L’édile d’Europe Ecologie rêve d’un New deal à la française pour sortir de la crise démocratique et désenclaver les banlieues. Rencontre avec ce maire à scandale et auteur à succès d’une des communes les plus pauvres de France : Sevran.

 

Que ce soit dans votre livre « La ville ou la bourse » ou dans les différentes interviews données ces derniers temps, on a l’impression de voir un maire à bout, excédé, perdant le contrôle de la situation ? 

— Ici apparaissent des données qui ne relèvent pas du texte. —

Issue #1215, opened 2020-04-07
OOB accesses into Devito generated code


speglich:
This issue occurs in the commit: 79f012799aa32c21e327c848dbeb61e20ab001a8

The code attached makes the Devito compiler generate a code with OOB accesses. 

The loop bounds are not computed correctly by Devito. Basically the div(1/rho grad(p) makes the stencil twice as wide as the space_order and the halo isn’t big enough so end up in an OOB that isn’t detected.

This issue is divided in two mainly steps:
 
* Find why OOB wasn't detected and fix it.

[example.txt](https://github.com/devitocodes/devito/files/4441495/example.txt)

FabioLuporini:
I agree about the first step

I'm not sure about the latter step. I don't think we need to fix boundaries in the generated code, but rather implement stencil auto-wrapping. Let's discuss about this once the first issue is dealt with !

Thanks a lot for this

speglich:
Just for documentation: 

@FabioLuporini said:

I investigated the segfault issue (I didn't mean to overstep you @speglich, but given @OscarM's comments here: https://github.com/devitocodes/devito/pull/1212#issuecomment-611201569 we should fix this ASAP because this appears to be much deeper than expected). Here are my findings:

Mathias, Joao: the reason Devito doesn't automatically shrink the x_m/x_M bounds is that detect_oob is called at the beginning of compilation, well before the OOB is generated
the OOB is caused by what formerly we were calling dse=aggressive mode, that is now default when you run an Operator. Plus, the changes I made to one compilation passes (Mathias: CIRE), are causing the OOB. Still investigating exactly why that is happening.

Mathias: we said we were expecting the "+ 20" offsets in the stencils due to the given space order and taken derivatives, why that is not happening still escapes my mind. The OOB (the "+ 20") is a by-product of a compilation pass, which as I said I'm still investigating.

PR #1224, opened 2020-04-09
Fix OOB access caused by CIRE

FabioLuporini:
patch + test

### DIFF
--- a/devito/operator/operator.py
+++ b/devito/operator/operator.py
@@ -635,7 +635,7 @@ class Operator(Callable):
     # Execution
 
     def __call__(self, **kwargs):
-        self.apply(**kwargs)
+        return self.apply(**kwargs)
 
     def apply(self, **kwargs):
         """
--- a/devito/symbolics/manipulation.py
+++ b/devito/symbolics/manipulation.py
@@ -248,7 +248,7 @@ def xreplace_indices(exprs, mapper, key=None, only_rhs=False):
         handle = [i for i in handle if i.base.label in key]
     elif callable(key):
         handle = [i for i in handle if key(i)]
-    mapper = dict(zip(handle, [uxreplace(i, mapper) for i in handle]))
+    mapper = dict(zip(handle, [i.xreplace(mapper) for i in handle]))
     replaced = [uxreplace(i, mapper) for i in as_tuple(exprs)]
     return replaced if isinstance(exprs, Iterable) else replaced[0]
 
--- a/tests/test_dse.py
+++ b/tests/test_dse.py
@@ -5,8 +5,9 @@ from unittest.mock import patch
 from cached_property import cached_property
 
 from conftest import skipif, EVAL  # noqa
-from devito import (Eq, Inc, Constant, Function, TimeFunction, SparseTimeFunction,  # noqa
-                    Dimension, SubDimension, Grid, Operator, switchconfig, configuration)
+from devito import (NODE, Eq, Inc, Constant, Function, TimeFunction, SparseTimeFunction,  # noqa
+                    Dimension, SubDimension, Grid, Operator, norm, grad, div,
+                    switchconfig, configuration)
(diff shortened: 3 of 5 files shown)


devito/operator/operator.py
```diff
@@ -635,7 +635,7 @@ def cfunction(self):
     # Execution
 
     def __call__(self, **kwargs):
-        self.apply(**kwargs)
+        return self.apply(**kwargs)
```
mloubout, line 638: ?

devito/symbolics/manipulation.py
```diff
@@ -248,7 +248,7 @@ def xreplace_indices(exprs, mapper, key=None, only_rhs=False):
         handle = [i for i in handle if i.base.label in key]
     elif callable(key):
         handle = [i for i in handle if key(i)]
-    mapper = dict(zip(handle, [uxreplace(i, mapper) for i in handle]))
+    mapper = dict(zip(handle, [i.xreplace(mapper) for i in handle]))
```
mloubout, line 251: why back to xreplace?

tests/test_dse.py
```diff
@@ -1134,6 +1135,44 @@ def test_full_shape_big_temporaries(self):
...
+        """
+        Test that the aliases are scheduled correctly when extracted from
+        Clusters whose iteration space is lifted (ie, stamp != 0).
+        """
+        so = 8
+        grid = Grid(shape=(6, 6, 6))
+
+        v = TimeFunction(name="v", grid=grid, space_order=so)
+        v.data_with_halo[:] = 1.
+        p = TimeFunction(name="p", grid=grid, space_order=so, staggered=NODE)
```
rhodrin, line 1150: `staggered=NODE` not needed here?

mloubout: It is needed, all funcs are staggered

rhodrin: Why then does the test pass without it?

mloubout: Because it's a dummy equation for the test, but I prefer to have it as it is because for exampel first order acoustic won't work without it.

devito/operator/operator.py
FabioLuporini: `self.apply` returns the summary ! we've had this bug for like forver -- when using the `op()` shortcut we were systematically returning None instead of the Summary dict. I bumped into it accidentally while writing the test

devito/symbolics/manipulation.py
FabioLuporini: `xreplace` to be used every time you need a re-evaluation of the arguments. Here, we need it (my bad missing this in the previous PR) . Without xreplace, you get indices such as `x + 3 + 4` instead of `x + 7` which makes the generated code correct, but ugly. To reproduce the issue on master, try running `tti_example.py` and you'll see it in some of the temporary expressions

FabioLuporini: so yeah this has nothing to do with the PR per se. I noticed it, and fixed it.

tests/test_dse.py
FabioLuporini: I carved the test out of @speglich 's code, I trimmed down all the unnecessary except for that NODE, which might not make a difference, but won't hurt either. So yeah, this was intentional

devito/operator/operator.py
mloubout: Oooooh good catch

devito/symbolics/manipulation.py
mloubout: Ok

speglich:
I tested here and everything is running smoothly well. So this PR closes the issue # 1215. Great job @FabioLuporini. I regret don't be in touch directly with this issue in the correct time. I contacted Oscar to test the same patch in his code.

speglich:
Closing the issue #1215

Non, je crois que la situation est compliquée et la vraie question est qu’il est impossible de gérer seul des situations aussi complexes. Je l’explique dans mon livre : il y a une forte incompréhension, un manque de volonté politique pour régler un certain nombre de choses. On le voit avec la crise des seringues par exemple, qui a commencé le 16 avril, la première réunion d’urgence a eu lieu le 2 mai. Il y a un décalage entre une situation d’urgence, une situation de terrain et la réactivité en dehors de la commune, celle l’État et des différents ministères et l’Agence Régionale de Santé sur la question du distribox [distributeur et récupérateur de seringues] par exemple.

Tout cela participe au délitement, y compris au délitement actuel de l’État. Pour moi la crise des seringues marque cet aspect de l’État où tout le monde se positionne à rebours, sort le parapluie pour essayer d’en prendre le moins possible sur la tronche et en même temps aucune proposition pour régler la situation ne se produit.

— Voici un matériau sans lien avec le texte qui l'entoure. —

PR #1551, opened 2021-01-11
WIP: FD: add missing shift option

Leitevmd:
Small patch to fix missing shift option implementation in some functions (div, grad, etc).
It may need more adjustments to cover other implementations.
This is related to image mismatching issue discussed in #1406 and changes from #1511.


Leitevmd:
Added a test with `div(grad(f))` which calculates a shifted div of a VectorFunction. This causes an error without the patch.

Leitevmd:
Maybe we should add shift also for div of tensor functions [here](https://github.com/devitocodes/devito/blob/55967596698e01cee50c9cc11a801ebcf2e3484c/devito/types/tensor.py#L223).

rhodrin:
Hi @Leitevmd, thanks for the PR.

Just looking quickly and my memory may be out of date/playing tricks again - but can't `shift` be a `tuple`, e.g `(0.5, 0, 0)` or `(0.5, 0.5, 0.5)` etc?

Leitevmd:
> Just looking quickly and my memory may be out of date/playing tricks again - but can't `shift` be a `tuple`, e.g `(0.5, 0, 0)` or `(0.5, 0.5, 0.5)` etc?

The way @mloubout did in #1511 for shifting div and grad functions ([here](https://github.com/devitocodes/devito/blob/55967596698e01cee50c9cc11a801ebcf2e3484c/devito/finite_differences/differentiable.py#L245) for example) uses the same shift value for all dimensions of the grid.

FabioLuporini:
Merged, thanks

Pendant une semaine sur la crise des seringues, nous n’avons vu personne. Les enseignants de l’école sont fragilisés, perturbés avec cette histoire. Il y a eu également des volontés de retrait de la part des enseignants et face à cela, même pas un petit mot du ministère qui dit aux enseignants  » Nous sommes là, on vous comprend… machin, bidule « .

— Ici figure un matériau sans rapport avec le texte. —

PR #1556, opened 2021-01-15
Data streaming support with OpenMP offloading

FabioLuporini:
* Only tested (no surprise) with clang and aomp
* the adjoint operators do not work yet because of clang/aomp bugs, which have already been flagged
* Data streaming is now performed in pure C, not C++ (now using pthreads instead of std::threads -- this was necessary because of compatibility issues with clang/aomp)
* Further improvements to the compiler passes implementing data streaming

### DIFF
--- a/devito/ir/iet/efunc.py
+++ b/devito/ir/iet/efunc.py
@@ -6,9 +6,9 @@ import cgen as c
 
 from devito.ir.iet.nodes import (BlankLine, Call, Callable, Conditional, Dereference,
                                  DummyExpr, Iteration, List, PointerCast, Return, While)
-from devito.ir.iet.utils import derive_parameters
+from devito.ir.iet.utils import derive_parameters, diff_parameters
 from devito.symbolics import CondEq, CondNe, FieldFromComposite, FieldFromPointer, Macro
-from devito.tools import as_tuple, split
+from devito.tools import as_tuple
 from devito.types import PThreadArray, SharedData, Symbol, VoidPointer
 
 __all__ = ['ElementalFunction', 'ElementalCall', 'make_efunc',
@@ -160,9 +160,7 @@ def _make_thread_init(threads, tfunc, isdata, sdata, sregistry):
 def _make_thread_func(name, iet, root, threads, sregistry):
     # Create the SharedData, that is the data structure that will be used by the
     # main thread to pass information dows to the child thread(s)
-    required = derive_parameters(iet)
-    known = root.parameters + tuple(i for i in required if i.is_Array and i._mem_shared)
-    parameters, dynamic_parameters = split(required, lambda i: i in known)
+    required, parameters, dynamic_parameters = diff_parameters(iet, root)
     sdata = SharedData(name=sregistry.make_name(prefix='sdata'), npthreads=threads.size,
                        fields=required, dynamic_fields=dynamic_parameters)
 
--- a/devito/ir/iet/efunc.py
+++ b/devito/ir/iet/efunc.py
@@ -1,10 +1,14 @@
 from cached_property import cached_property
 
-from devito.ir.iet.nodes import Call, Callable
+from devito.ir.iet.nodes import (BlankLine, Call, Callable, Conditional, DummyExpr,
+                                 List, While)
 from devito.ir.iet.utils import derive_parameters
-from devito.tools import as_tuple
+from devito.symbolics import CondEq, CondNe, FieldFromPointer
+from devito.tools import as_tuple, split
+from devito.types import SharedData
 
-__all__ = ['ElementalFunction', 'ElementalCall', 'make_efunc']
+__all__ = ['ElementalFunction', 'ElementalCall', 'make_efunc',
+           'ThreadFunction', 'make_tfunc']
 
 
 class ElementalFunction(Callable):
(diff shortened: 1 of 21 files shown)


devito/ir/iet/efunc.py
```diff
@@ -83,3 +93,196 @@ def make_efunc(name, iet, dynamic_parameters=None, retval='void', prefix='static
     """
     return ElementalFunction(name, iet, retval, derive_parameters(iet), prefix,
                              dynamic_parameters)
+
```
FabioLuporini, line 96: Note for reviewers: most of this code here was just lifted from `passes/iet/orchestration.py`

Semantically, the changes are minimal and not particularly significant. The code overall looks much nicer now IMHO

devito/passes/iet/orchestration.py
```diff
@@ -46,122 +45,6 @@ def _P(self):
         """Shortcut for self._Parallelizer."""
         return self._Parallelizer
 
-    def __make_tfunc(self, name, iet, root, threads):
```
FabioLuporini, line 49: this is what I wrote above -- much of this has been moved to `ir/iet/efunc.py`

devito/ir/iet/efunc.py
ggorman: By 'lifted' do you mean transposed or copied? If it's the latter, I assume you considered and rejected creating an abstract class.

FabioLuporini: by lifted I mean that I moved it (cut-paste), plus there are a few changes so that we generate C rather than C++, as we agreed. 

I don't know why you'd want an abstract class here, but the `Callable` hierarchy is already pretty deep

devito/passes/iet/orchestration.py
```diff
@@ -177,45 +60,43 @@ def _make_waitlock(self, iet, sync_ops, *args):
     def _make_withlock(self, iet, sync_ops, pieces, root):
         locks = sorted({s.lock for s in sync_ops}, key=lambda i: i.name)
 
-        threads = self.__make_threads(value=min(i.size for i in locks))
+        npthreads = min(i.size for i in locks)
```
ggorman, line 63: Can you walk me through this piece if code as it's not clear to my why this gives the number of npthreads. And why is locks sorted?

devito/passes/iet/orchestration.py
```diff
@@ -177,45 +60,43 @@ def _make_waitlock(self, iet, sync_ops, *args):
...
+
+            preactions.append(List(body=[BlankLine, update, DummyExpr(s.handle, 1)]))
             postactions.append(DummyExpr(s.handle, 2))
         preactions.append(BlankLine)
         postactions.insert(0, BlankLine)
 
-        # Turn `iet` into an ElementalFunction so that it can be
-        # executed asynchronously by `threadhost`
+        # Turn `iet` into a ThreadFunction so that it can be executed
+        # asynchronously by a child host thread
```
ggorman, line 80: What's the difference between a 'child host thread' and a pthread?

Remark: Given the number of different uses for thread (pthreads, openmp, openacc, etc) perhaps use the associated  qualifier (ie pthread, OpenMP threads, etc)/

devito/tools/utils.py
```diff
@@ -221,17 +221,21 @@ def ctypes_to_cstr(ctype, toarray=None):
...
+        else:
+            name = ctype.__name__[2:]
         # A primitive datatype
         # FIXME: Is there a better way of extracting the C typename ?
         # Here, we're following the ctypes convention that each basic type has
         # either the format c_X_p or c_X, where X is the C typename, for instance
         # `int` or `float`.
-        if ctype.__name__.endswith('_p'):
-            return '%s *' % ctype.__name__[2:-2]
+        if name.endswith('_p'):
```
ggorman, line 233: The only issue with this piece of code is that it's behaviour is not defined if it gets an unexpected (or non-conventional) datatype). Is there any sanity check that can be performed?

tests/test_gpu_common.py
```diff
@@ -269,6 +270,7 @@ def test_tasking_lock_placement(self):
         assert str(sections[1].body[0].body[0].body[0].body[0]) ==\
             'while(lock0[t1] == 0);'
 
+    @skipif('device-openmp')  # TODO: Still unsupported with OpenMP, but soon will be
```
ggorman, line 273: Perhaps we need to change the policy here for TODO's. At the time of writing the developer likely has a clear understanding of what needs to be done; but clarity can quickly evaporate as the developer undertakes other tasks. 

One possibility is to link every TODO with a corresponsing issue number. There the developer can add their notes for their future self or whoever picks up the TODO later.

ggorman (approved):
GTG - just added minor questions and comments.

devito/passes/iet/orchestration.py
FabioLuporini: Ah, `locks` is sorted for deterministic code gen. I shall add a comment

About the `npthreads` -- in practice, this routine constructs the piece of tree responsible for the copy-back from the device to the host. For a copy-back to be feasile all of the locks protecting the copied fileds must have been acquired. The `min` is  used to pick the maximum degree of parallelism possible. For example, consider:

```
while (lock0[i] == 0 && lock1[j] == 0);  // busy wait
```

where `i` and `j` are modulo dimensions, `lock0` protects 3 entries (say `u[0], u[1], u[2]`), and `lock1` protects 2 entries (say `v[0], v[1]`). There can't be more than two `v`'s in flight at the same time, so it's pointless to assume that more than 2 threads will ever be needed. I will also add a comment

devito/passes/iet/orchestration.py
FabioLuporini: > What's the difference between a 'child host thread' and a pthread?

no difference. I will clarify

devito/tools/utils.py
FabioLuporini: this piece of code is quite ancient... it's been here for ages. It also needs to be quick. I remember I did try to improve it, but I couldn't come up with anything convincing

tests/test_gpu_common.py
FabioLuporini: OK. But the "future" you're talking about here is more like imminent future (hence the "soon"). Basically all these TODOs point to the AMD issues... will see how to improve it

FabioLuporini (commented):
@ggorman I've now addressed some of your comments, rebased on top of latest master, and pushed a few other minor edits. Since you've already approved it, I'll merge once green

FabioLuporini:
PR approved, CI-gpu manually run and green (https://github.com/devitocodes/devito/actions/runs/509421224 ), hence merging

Vous avez reçu Manuel Valls, ministre de l’Intérieur, le 12 avril dernier. Qu’est-ce qui a changé depuis son déplacement ?

Sur le terrain aujourd’hui il y quelques compagnies de CRS qui viennent, mais bon très concrètement, pas trop encore. Nous allons faire un point avec le préfet pour voir précisément combien de forces de l’ordre il compte mettre en place.

bourseoulaville_unedecouvDEF (2)bourseoulaville_unedecouvDEF (2)Etes-vous pris au sérieux ?

Profondément. Mais il y a une forme d’apolitisme de la part des politiques. Que ce soit le gouvernement ou les politiques, ils ne comprennent pas le moment dans lequel nous sommes, un moment de rupture complète de la société. Nous sommes dans une crise démocratique profonde, dans une crise économique, de société et sociale. Même mon action [une grève de la faim devant l’Assemblée en novembre dernier], quelque part, n’est pas normale.

Pourquoi n’est-elle pas normale ?

Parce qu’un élu dans la vie politique française, n’a pas à faire cela pour obtenir gain de cause. On se rend compte que dans notre pays, notamment sur la question de la répartition des richesses dans les collectivités locales, on ne cherche pas de solutions.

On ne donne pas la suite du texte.